1.2010/10 ~ 2011/09. TrendMicro. Develop Global Meta Store System. Use Hadoop and HBase to build huge Meta store and compute platform, and use map/reduce to handle the flexible query and build index function.
2. 2011/01 ~ 2011/12. TrendMicro. HBase Service Owner, include Website Reputation System (WRS) and TrendMicro Log System (TLS). Upgrade the HBase cluster successfully to 0.92 with security.
3. 2011/12 ~ Now. Alibaba Group. HBase Service Owner and HBase operation team leader. Manage and sustain 30+ services related to HBase, and 20+ HBase clusters. In 2012 Taobao 'double sticks day' , in term of Taobao Log Service with HBase, the output data peak flow reached to 10Gbps, input data peak flow reached to 5Gbps. and for the Alipay Security System with HBase, the peak QPS reached to 280k+, and the latency was always below 4ms in the whole day.
These works as below help us to survive in the 'double sticks day', we successfully make sure all the HBase service stable and always at the low response latency.
a)Dynamic modify the important configurations online, includes compaction thread number, flush thread number and the major compaction time and throughput without restart the regionservers.
b)Divide the cluster into several groups with different software and hardware configuration, and support various services with different types, include Log System, Read only system, Read-Write System.
c)Discuss with the application owners and prepare the degrade plan to handle with the unexpected huge request situation.
d)Efficient monitor system. By monitor the important HBase metrics, such as Hlog number, Memstore size, compaction queue, flush queue and so on, we can detect the potential problems more than 4 hours before the real accident happened and avoid it by involve and fix them at first time.
e)Monitor the Java JVM, speciously focus on the GC pause time.
Furthermore, we do these works on HBase Operation
a)Move cluster from one Data Center to another without stopping the services.

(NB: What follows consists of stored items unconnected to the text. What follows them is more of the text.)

PR #662, opened 2022-01-20
fix: nit in WsError

niklasad1:


client/transport/src/ws/mod.rs
```diff
@@ -178,7 +178,7 @@ pub enum WsHandshakeError {
 #[derive(Debug, Error)]
 pub enum WsError {
 	/// Error in the WebSocket connection.
-	#[error("WebSocket connection error: {}", 0)]
+	#[error("WebSocket connection error: {0}")]
```
niklasad1, line 181: the old code will print `0` and not the actual error :shushing_face:

TarikGul (approved):

client/transport/src/ws/mod.rs
dvdplm: oops!

dvdplm (approved):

b)Replication between two different Data Centers, build an Active-Standby cluster for the Alibaba Monitor System.
4. 2012/7 ~ Now. Alibaba Group. Develop Hadoop cold data analysis system, and delete more than 2 PB useless data, save 80+ machines.
Taobao biggest Hadoop cluster (we call YUNTI), which is consists of 3000+ machines, is a platform which is used to store all the Alibaba group business data, meanwhile, thousands of analysis jobs run on this platform every day. However, the utilization of cluster keeps 75% above and the store utilization reaches to 80%. I utilize the hive and Hadoop OVI tool to analysis the audit log and Hadoop directory, then identify the cold data which has not been touched for one month and half year. Then we identify with the application owners and push them to delete the garbage data. Now we has deleted more than 2 PB data and saved 80+ machines.
5. 2012/7 ~ Now. Alibaba Group. Develop cloud operation platform, include automatic upgrade, automatic online repairs, and automatic update configuration.